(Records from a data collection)
PR #3287, opened 2018-01-21
Implement PartitonHub

### LINKED ISSUE #3111: Implement PartitionHub
http://doc.akka.io/docs/akka/current/scala/stream/stream-dynamic.html#using-the-partitionhub

https://github.com/akka/akka/pull/23102

marcpiechura:
closes #3111

### DIFF
--- a/src/core/Akka.Streams/Dsl/Hub.cs
+++ b/src/core/Akka.Streams/Dsl/Hub.cs
@@ -13,7 +13,6 @@ using System.Linq;
 using System.Threading.Tasks;
 using Akka.Annotations;
 using Akka.Streams.Stage;
-using Akka.Streams.Util;
 using Akka.Util;
 using Akka.Util.Internal;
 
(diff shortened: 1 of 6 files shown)


src/core/Akka.Streams/Dsl/Hub.cs
```diff
@@ -1169,4 +1169,707 @@ public BroadcastHub(int bufferSize)
...
+                if (_queues.TryRemove(id, out var queue))
+                    _totalSize.AddAndGet(-queue.Size);
+            }
+        }
+
+        #endregion
+
+        #region internal classes
+
+        private interface IConsumerEvent { }
```
Horusiath: I don't consider this a mistake, but I'm starting to think, that in the future, we should favor tagged unions over this approach - no in every case, but for sure in cases like several singletons and one type with a error field. Example:

```csharp
struct ConsumerEvent 
{
    enum ConsumerEventType { Wakeup, Initialize, HubCompleted }
    
    readonly ConsumerEventType Type;
    readonly Exception Failure;
    ....
}
```

Horusiath:
@marcpiechura It's good, we can merge it. Right now I'm at work, so I cannot restart tests failing tests, but they are not related to the changes in this PR.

**AIM OF THE EXERCISE:**
Go through the data and copy each line exactly as it was written.

**TASK SOLUTION:**
PR #3287, opened 2018-01-21
Implement PartitonHub

### LINKED ISSUE #3111: Implement PartitionHub
http://doc.akka.io/docs/akka/current/scala/stream/stream-dynamic.html#using-the-partitionhub

https://github.com/akka/akka/pull/23102

marcpiechura:
closes #3111

### DIFF
--- a/src/core/Akka.Streams/Dsl/Hub.cs
+++ b/src/core/Akka.Streams/Dsl/Hub.cs
@@ -13,7 +13,6 @@ using System.Linq;
 using System.Threading.Tasks;
 using Akka.Annotations;
 using Akka.Streams.Stage;
-using Akka.Streams.Util;
 using Akka.Util;
 using Akka.Util.Internal;
 
(diff shortened: 1 of 6 files shown)


src/core/Akka.Streams/Dsl/Hub.cs
```diff
@@ -1169,4 +1169,707 @@ public BroadcastHub(int bufferSize)
...
+                if (_queues.TryRemove(id, out var queue))
+                    _totalSize.AddAndGet(-queue.Size);
+            }
+        }
+
+        #endregion
+
+        #region internal classes
+
+        private interface IConsumerEvent { }
```
Horusiath: I don't consider this a mistake, but I'm starting to think, that in the future, we should favor tagged unions over this approach - no in every case, but for sure in cases like several singletons and one type with a error field. Example:

```csharp
struct ConsumerEvent 
{
    enum ConsumerEventType { Wakeup, Initialize, HubCompleted }
    
    readonly ConsumerEventType Type;
    readonly Exception Failure;
    ....
}
```

Horusiath:
@marcpiechura It's good, we can merge it. Right now I'm at work, so I cannot restart tests failing tests, but they are not related to the changes in this PR.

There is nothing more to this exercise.